Clunky method to create glossaries

Note

A newer tool called poterminology is now part of the Translate Toolkit and should work better for all users. This page is only left for reference.

This old method is for Windows users, but the principles can be applied in Linux as well. It is for creating a subject specific glossary in a specific software translation project. The idea is to get a list of commonly used jargon from the project that can be translated beforehand.

1. Extract the source text

Take the PO file and do po2csv on it:

po2csv file.po file.csv

Open the CSV file in Excel or Calc.

Copy the “original” (or “source”) column into a text editor, like Babelpad, and save the file as text.txt.

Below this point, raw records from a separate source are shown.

PR #342, opened 2024-03-27
Add publishing action, update dev docs

### LINKED ISSUE #180: Automate publish on PyPI
It is possible to automatically build and push the package to PyPI on every release. To this end, you can add a [GitHub action](https://packaging.python.org/en/latest/guides/publishing-package-distribution-releases-using-github-actions-ci-cd-workflows/) that is triggered on a `release` event. See this PR for an example: https://github.com/eWaterCycle/ewatercycle/pull/327

BSchilperoort:
Closes #180 

- I followed the instructions on https://packaging.python.org/en/latest/guides/publishing-package-distribution-releases-using-github-actions-ci-cd-workflows/
- On PyPI I made the workflow file a "Trusted Publisher".
- I copied the workflow from https://github.com/eWaterCycle/ewatercycle-leakybucket where it ran successfully yesterday.

### DIFF
--- a/.github/workflows/publish.yaml
+++ b/.github/workflows/publish.yaml
@@ -1,0 +1,49 @@
+name: Publish Python 🐍 distribution 📦 to PyPI
+
+on:
+  release:
+    types: [created]
+
+jobs:
+  build:
+    name: Build distribution 📦
+    runs-on: ubuntu-latest
+    steps:
+    - uses: actions/checkout@v4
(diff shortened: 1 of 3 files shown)


Peter9192 (approved):
Very cool! We'll only know for sure that it works once we make a new release, but from the looks of it I think everything should be okay. I also verified that I can see the trusted publisher on PyPI.

Can you add a changelog entry?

2. Extract commonly occurring words

Use ExtPhr32 to extract the most used terms from it:

  • Do not select a stoplist (click “Cancel” when asked)
  • Go Options ‣ Minimum occurrences, and select “1”
  • Go Options ‣ Maximum words in phrase, and select “1”
  • Go File -> Extract from, and select the file with source text
  • In ExtPhr, change the “Minimum occurrences” higher and higher until you have about 200 terms (or, about 5 occurrences should do it).
  • Save the result as 5ormore.txt.

3. Create general common words list

Create a file containing the 3000 most used words in English. I used Ogden’s 850 words, plus the 3000 words, adjectives, adverbs and pronouns from here, but you could use Kevin’s lists as well (actually, that would be better because then you could legally distribute it).

4. Remove general words from extracted common words list

Use Kastrul to spellcheck the “5ormore.txt”:

  • Go File ‣ Open dictionary, and select your 3000 most common words.
  • Go File ‣ Check file, and select 5ormore.txt
  • Copy the result, and save it as glossary.txt.

That is your glossary. Remember to change it all to lowercase, and to ensure that dud words are removed.